[ENTRIES SUPPLIED]

PR #1591, opened 2026-05-07
feat: replace hardcoded dimensions with design tokens in toolkit controls

### LINKED ISSUE #1592: Replace hardcoded dimensions with design tokens in toolkit controls
Toolkit control styles (Material v2 and Simple) use hardcoded pixel values for padding, margins, corner radii, and heights. These should reference the shared design token system (`Space*`, `Radius*`, `ControlHeight*`, `IconSize*`) so they automatically respond to density and corner-radius configuration changes.

## Scope

- Card, Chip, ChipGroup, Divider, NavigationBar, TabBar (both Material v2 and Simple variants)
- Add design tokens documentation page
- Add regression tests verifying token wiring

Kunal22shah:
Replace hardcoded pixel values (padding, margins, corner radii, heights) with design token references (`Space*`, `Radius*`, `ControlHeight*`, `IconSize*`) across all Material v2 and Simple toolkit control styles. Add a design tokens documentation page and regression tests.

Closes https://github.com/unoplatform/uno.toolkit.ui/issues/1592

### DIFF
--- a/src/Uno.Toolkit.RuntimeTests/Tests/Given_DesignTokens.cs
+++ b/src/Uno.Toolkit.RuntimeTests/Tests/Given_DesignTokens.cs
@@ -19,32 +19,25 @@ namespace Uno.Toolkit.RuntimeTests.Tests;
 [TestClass]
 public class Given_DesignTokens
 {
-	// ─────────────────────────────────────────────────────────────────────
-	// Helpers
-	// ─────────────────────────────────────────────────────────────────────
+	#region Default Density
 
-	private static (Grid container, MaterialToolkitTheme theme) CreateThemedContainer()
+	[TestMethod]
+	[RunsOnUIThread]
+	public void When_DefaultDensity_Then_SpacingBaseIsFour()
 	{
-		var theme = new MaterialToolkitTheme();
-		var container = new Grid();
-		container.Resources.MergedDictionaries.Add(theme);
-		return (container, theme);
+		var (container, theme) = CreateThemedContainer();
+
+		// Default density should be Regular (int value 4), giving spacing base=4.
+		// Validate via Space100 which equals base×1.
+		Assert.AreEqual((int)theme.DefaultDensity, 4,
+			"Default density should be Regular (4)");
+		Assert.AreEqual(4.0, GetResource<double>(container, "Space100"), 0.001,
+			"Space100 should be 4 (base=4 × 1), confirming spacing base=4");
 	}
 
-	private static T GetResource<T>(Grid container, string key)
-	{
-		if (container.Resources.TryGetValue(key, out var value) && value is T typed)
-		{
-			return typed;
-		}
+	#endregion
 
-		Assert.Fail($"Resource '{key}' not found or not of type {typeof(T).Name}");
-		return default!;
-	}
-
-	// ═══════════════════════════════════════════════════════════════════════
-	// 1. CARD — padding and corner radius reference design tokens
-	// ═══════════════════════════════════════════════════════════════════════
+	#region Card
 
 	[TestMethod]
 	[RunsOnUIThread]
@@ -79,9 +72,9 @@ public class Given_DesignTokens
 			"CardElevationMargin should be Space150Thickness (6) at Regular density");
 	}
 
-	// ═══════════════════════════════════════════════════════════════════════
-	// 2. CHIP — height, corner radius, padding, margins reference tokens
-	// ═══════════════════════════════════════════════════════════════════════
+	#endregion
+
+	#region Chip
 
 	[TestMethod]
 	[RunsOnUIThread]
@@ -147,9 +140,9 @@ public class Given_DesignTokens
 			"ChipContentMinHeight should be Space500 (20) at Regular density");
 	}
 
-	// ═══════════════════════════════════════════════════════════════════════
-	// 3. NAVIGATION BAR — heights and icon sizes reference tokens
-	// ═══════════════════════════════════════════════════════════════════════
+	#endregion
+
+	#region NavigationBar
 
 	[TestMethod]
 	[RunsOnUIThread]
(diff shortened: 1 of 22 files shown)


src/library/Uno.Toolkit.Material/Styles/Controls/v2/NavigationBar.xaml
```diff
@@ -68,19 +68,19 @@
 							 Color="Transparent" />
 
 			<x:Double x:Key="MaterialNavigationBarElevation">4</x:Double>
-			<x:Double x:Key="MaterialXamlNavigationBarHeight">64</x:Double>
-			<x:Double x:Key="MaterialNavigationBarHeight">64</x:Double>
-			<Thickness x:Key="MaterialNavigationBarContentMargin">16,0</Thickness>
+			<StaticResource x:Key="MaterialXamlNavigationBarHeight" ResourceKey="Space1600" />
+			<StaticResource x:Key="MaterialNavigationBarHeight" ResourceKey="Space1600" />
+			<StaticResource x:Key="MaterialNavigationBarContentMargin" ResourceKey="Space400HorizontalThickness" />
```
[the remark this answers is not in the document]
Kunal22shah: This is intentional. The NavigationBar height using `Space1600` is designed to scale with density, matching the behavior in Uno.Themes where NavigationBar also uses density-dependent spacing. In Compact mode the nav bar is tighter (48px), Regular is 64px, and Comfy is 80px — providing a consistent density experience throughout the app.

The "fixed" tokens (`ControlHeightSmall`, `ControlHeightLarge`, etc.) are reserved for cases where the control's touch target or minimum interaction area must remain constant. Navigation bar height is a layout/spacing concern that should adapt to density.

src/Uno.Toolkit.RuntimeTests/Tests/Given_DesignTokens.cs
```diff
@@ -0,0 +1,402 @@
...
+
+/// <summary>
+/// Verifies that toolkit control resources reference the correct design tokens
+/// via <see cref="MaterialToolkitTheme"/>.
+/// Note: Toolkit XAML resources using StaticResource aliases resolve at parse time
+/// against app-level resources, so these tests verify Regular density (base=4, corner=4)
+/// which matches the app theme configuration.
+/// </summary>
+[TestClass]
+public class Given_DesignTokens
```
Xiaoy312, line 20: consider grouping the methods with `#region` or `partial class`(same file)
and move helpers to the bottom

Xiaoy312: it seems that you are throwing multiple controls here
consider splitting into multiple `partial class` files: Given_DesignTokens.${control}.cs

edit: but only when there is enough tests to justify it,
like in Given_SimpleDesignTokens.cs where you only have 1-2 tests per controls, same file partial is good enough

src/Uno.Toolkit.RuntimeTests/Tests/Given_DesignTokens.cs
```diff
@@ -0,0 +1,402 @@
...
+	// 1. CARD — padding and corner radius reference design tokens
+	// ═══════════════════════════════════════════════════════════════════════
+
+	[TestMethod]
+	[RunsOnUIThread]
+	public void When_CardPadding_Then_MatchesSpace400Thickness()
+	{
+		var (container, _) = CreateThemedContainer();
+		var padding = GetResource<Thickness>(container, "CardPadding");
+		// Space400Thickness at Regular density (base=4): 4×4=16
```
Xiaoy312, line 48: we are making assuming about the base=4 for pretty much all the test,
should add one more test just to validate that

src/Uno.Toolkit.RuntimeTests/Tests/Given_SimpleDesignTokens.cs
```diff
@@ -0,0 +1,190 @@
...
+	// ─────────────────────────────────────────────────────────────────────
+
+	private static readonly Type? s_simpleThemeType =
+		Type.GetType("Uno.Toolkit.UI.Simple.SimpleToolkitTheme, Uno.Toolkit.WinUI.Simple");
+
+	private static Grid CreateThemedContainer()
+	{
+		if (s_simpleThemeType == null)
+		{
+			Assert.Inconclusive("SimpleToolkitTheme not available — run in Simple sample app");
```
Xiaoy312, line 32: instead of inconclusive, we should either:
- dynamically filter the test by adding some kind of attribute: [TestMethod]->[SimpleThemeTestMethod]
- exclude the cs for non-simple build, which will be hard with current setup

Xiaoy312 (approved):

src/Uno.Toolkit.RuntimeTests/Tests/Given_SimpleDesignTokens.cs
Xiaoy312: this can be its own issue, dont necessarily need to address them here

src/Uno.Toolkit.RuntimeTests/Tests/Given_DesignTokens.cs
Kunal22shah: Done — reorganized `Given_DesignTokens.cs` with `#region` blocks grouped by control (Card, Chip, NavigationBar, TabBar, Divider, Density Invariance, Integration) and moved helpers to the bottom. Kept it in a single file since the test count per control is manageable.

src/Uno.Toolkit.RuntimeTests/Tests/Given_DesignTokens.cs
Kunal22shah: Good call — added `When_DefaultDensity_Then_SpacingBaseIsFour` test that explicitly validates `DefaultDensity` is Regular (4) and `Space100` resolves to 4.0, confirming the base=4 assumption all other tests rely on.

PR #1595, opened 2026-05-11
docs: fix incorrect property names and missing namespace prefix in SafeArea.md

agneszitte:
## What

Fixes two documentation errors in `doc/controls/SafeArea.md`:

1. **Wrong property name in example text**: `InsetMask="Left, Right"` → `Insets="Left, Right"` — the property was renamed from `InsetMask` to `Insets` but this inline example was missed.
2. **Missing `utu:` namespace prefix**: `<SafeArea>` → `<utu:SafeArea>` in the "as a control" XAML snippet — inconsistent with every other usage in the doc.

## Why

Developers copying these snippets would hit XAML compilation errors. The rest of the document (20+ XAML snippets) correctly uses `Insets=` and `utu:SafeArea`, so these were oversights from the original rename.

## Verification

Cross-referenced every property name, enum value, XAML snippet, and behavioral claim in `SafeArea.md` and `SafeArea.howto.md` against the source code (`SafeArea.cs`, `SafeArea.Properties.cs`, `SafeArea.xaml`, `SafeAreaPresenter.cs`, Material `TabBar.xaml` styles). No other discrepancies found.

Note: No related issue (Internal maintenance / documentation accuracy fix).

### DIFF
--- a/build/workflow/stage-determine-changes.yml
+++ b/build/workflow/stage-determine-changes.yml
@@ -37,6 +37,7 @@ jobs:
       foreach ($file in $changedFiles -split "`n") {
         # Identifying changes as documentation:
           $isDoc = $file.StartsWith("doc/") -or               # Files in the 'doc/' directory
+            $file.StartsWith("specs/") -or                    # Files in the 'specs/' directory
             ($file -match "^[^/]+\.md$") -or                  # Markdown files at the root level (with no subdirectories involved)
             ($file -match "^\.github/.*\.md$") -or            # Markdown files within the .github folder (including its subdirectories)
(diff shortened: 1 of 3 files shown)


Xiaoy312 (approved):

ajpinedam (approved):

agneszitte:
Also fixed markdown linting error (`MD040/fenced-code-language`) in `specs/safearea-bounds-guard/recap.md` — added `text` language specifier to the fenced code block.

agneszitte:
Also added `specs/` to the doc-only path detection in `stage-determine-changes.yml` so that spec-only changes don't trigger full CI builds (same treatment as `doc/` and root `.md` files).

PR #1618, opened 2026-07-30
feat(tabbar): add built-in accessibility support

morning4coffe-dev:
GitHub Issue (If applicable): unoplatform/kahua-private#507

## PR Type

- Bugfix

`TabBar` and `TabBarItem` never override `OnCreateAutomationPeer()`. WinUI only creates a peer for a plain `FrameworkElement` when `AutomationProperties.Name` or `LabeledBy` is explicitly set, and even then the result is a generic peer reporting `AutomationControlType.Group`.

The practical consequences are:

- The tab strip is not identified as a tab control to assistive technology.
- Tab items are not identified as tab items, and the selected item exposes no selection state.
- Setting an automation name on a `TabBarItem` appears to do nothing, which is what the linked issue reports.

## What is the new behavior?

Two dedicated automation peers are added under `Controls/TabBar/`, and both controls now override `OnCreateAutomationPeer()`:

- `TabBarAutomationPeer` reports `AutomationControlType.Tab` and implements `ISelectionProvider`. `CanSelectMultiple` is `false` and `IsSelectionRequired` is `false`, matching `SelectedIndex` defaulting to `-1`.
- `TabBarItemAutomationPeer` reports `AutomationControlType.TabItem` and implements `ISelectionItemProvider`. `IsSelected` reflects `TabBarItem.IsSelected`, `Select()` selects the item, `AddToSelection()` is rejected when it would create a multi-selection, and `RemoveFromSelection()` clears the selection when permitted.
- Selection changes raise `SelectionItemPatternIdentifiers.IsSelectedProperty` on the item peer.
- `GetNameCore()` honours an explicit `AutomationProperties.Name` or `LabeledBy`, and otherwise resolves a name from the rendered content template rather than falling back to `ToString()` on the data object.

`TabBarAutomationPeer` intentionally derives from `FrameworkElementAutomationPeer` rather than `ItemsControlAutomationPeer`. `ItemsControlAutomationPeer` creates its own `ItemAutomationPeer` instances for items, which would compete with the dedicated `TabBarItemAutomationPeer` returned by `TabBarItem.OnCreateAutomationPeer()`. Deriving from `FrameworkElementAutomationPeer` keeps a single, stable identity per item.

## Verification

Built on macOS with the single-platform desktop override:

- `dotnet build src/Uno.Toolkit.UI/Uno.Toolkit.WinUI.csproj -c Debug -p:TargetFrameworkOverride=desktop` — 0 warnings, 0 errors
- `dotnet build src/Uno.Toolkit.UI/Uno.Toolkit.WinUI.csproj -c Release -p:TargetFrameworkOverride=desktop` — 0 warnings, 0 errors (Release treats warnings as errors)
- `dotnet build src/Uno.Toolkit.RuntimeTests/Uno.Toolkit.RuntimeTests.csproj -c Debug -p:TargetFrameworkOverride=desktop` — 0 warnings, 0 errors

Runtime tests were added to `TabBarTests.cs` covering the control types, the selection pattern before and after selection, selection toggling across items, rejection of invalid multi-selection, and both the explicit-name and templated-content naming paths.

## Not verified

- Announcement text and event routing with a real screen reader (Narrator, VoiceOver, TalkBack) have not been checked.
- Only the desktop target was built and exercised; Windows, iOS, Android and WASM heads were not.

## PR Checklist

- [x] Tested code with current supported SDKs
	- [ ] UWP
	- [ ] WinUI
	- [ ] iOS
	- [ ] Android
	- [ ] WASM
	- [ ] MacOS
- [ ] Updated the documentation as needed
- [x] Runtime Tests and/or UI Tests for the changes have been added

### DIFF
--- a/src/Uno.Toolkit.UI/Controls/TabBar/TabBar.cs
+++ b/src/Uno.Toolkit.UI/Controls/TabBar/TabBar.cs
@@ -11,6 +11,7 @@ using Windows.Foundation.Collections;
 
 #if IS_WINUI
 using Microsoft.UI.Xaml;
+using Microsoft.UI.Xaml.Automation.Peers;
 using Microsoft.UI.Xaml.Controls;
 using Microsoft.UI.Xaml.Controls.Primitives;
 using Microsoft.UI.Xaml.Data;
@@ -19,6 +20,7 @@ using Microsoft.UI.Xaml.Media;
 using Microsoft.UI.Xaml.Navigation;
 #else
 using Windows.UI.Xaml;
+using Windows.UI.Xaml.Automation.Peers;
 using Windows.UI.Xaml.Controls;
 using Windows.UI.Xaml.Controls.Primitives;
 using Windows.UI.Xaml.Data;
@@ -58,6 +60,9 @@ namespace Uno.Toolkit.UI
 			UpdateOrientation();
 			UpdateIndicatorPlacement();
 		}
+
+		/// <inheritdoc />
+		protected override AutomationPeer OnCreateAutomationPeer() => new TabBarAutomationPeer(this);
 
 		protected override bool IsItemItsOwnContainerOverride(object? item) => item is TabBarItem;
 
@@ -447,6 +452,31 @@ namespace Uno.Toolkit.UI
 			}
 		}
 
+		internal bool TryClearSelection(TabBarItem item)
+		{
+			if (!ReferenceEquals(item, GetSelectedTabBarItem()))
+			{
+				return false;
+			}
+
+			var previouslySelectedItem = SelectedItem;
+
+			try
+			{
+				_isSynchronizingSelection = true;
+				item.IsSelected = false;
+				SetValue(SelectedItemProperty, null);
+				SelectedIndex = -1;
+			}
+			finally
+			{
+				_isSynchronizingSelection = false;
+			}
+
+			RaiseSelectionChangedEvent(previouslySelectedItem, null);
+			return true;
+		}
+
 		private void RaiseSelectionChangedEvent(object? prevItem, object? nextItem)
 		{
 			var eventArgs = new TabBarSelectionChangedEventArgs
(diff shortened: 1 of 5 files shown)


src/Uno.Toolkit.UI/Controls/TabBar/TabBarItemAutomationPeer.cs
```diff
@@ -0,0 +1,151 @@
...
+					var name = GetContentName(child);
+					if (!string.IsNullOrEmpty(name))
+					{
+						return name;
+					}
+				}
+			}
+
+			return string.Empty;
+		}
```
Xiaoy312, line 151:
```suggestion
	private static string GetContentName(UIElement element)
	{
		return GetContentNameCore(element) is { Length: > 0 } name ? name : null
			?? element.EnumerateDescendants()// depth-first
				.OfType<UIElement>()
				.Select(GetContentNameCore)
				.FirstOrDefault(x => !string.IsNullOrEmpty(x))
			?? string.Empty;
	
	
	private static string GetContentNameCore(UIElement element)
	{
		if (FrameworkElementAutomationPeer.CreatePeerForElement(element) is { } peer)
		{
			var name = peer.GetName();
			if (!string.IsNullOrEmpty(name))
			{
				return name;
			}
		}
		
		return string.Empty;
	}
```

src/Uno.Toolkit.UI/Controls/TabBar/TabBarItemAutomationPeer.cs
```diff
@@ -0,0 +1,151 @@
...
+				throw new InvalidOperationException("The TabBarItem is not selectable.");
+			}
+
+			tbi.IsSelected = true;
+		}
+
+		/// <inheritdoc />
+		public void AddToSelection()
+		{
+			if (Owner is not TabBarItem tbi || tbi.IsSelected)
```
Xiaoy312:
```suggestion
			if (Owner is not TabBarItem { IsSelected: false })
```
keep it consistent with RemoveFromSelection?

Xiaoy312 (approved):

src/Uno.Toolkit.UI/Controls/TabBar/TabBar.cs
```diff
@@ -471,6 +501,27 @@ private void RaiseSelectionChangedEvent(object? prevItem, object? nextItem)
...
+				return selectedItem;
+			}
+
+			foreach (var container in this.GetItemContainers<UIElement>())
+			{
+				if (GetInnerContainer(container) is { IsSelected: true } selectedContainer)
+				{
+					return selectedContainer;
+				}
+			}
```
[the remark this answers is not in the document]
morning4coffe-dev: Keeping the explicit loop here. This selection lookup is allocation-free and returns immediately on the first selected container; a LINQ chain would add enumeration and delegate overhead without changing behavior.

morning4coffe-dev:
recheck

[EXERCISE AIM] The lines to copy are those in the listing that contain the word "Primitives".

[WRITTEN REPLY]
 using Microsoft.UI.Xaml.Controls.Primitives;
 using Windows.UI.Xaml.Controls.Primitives;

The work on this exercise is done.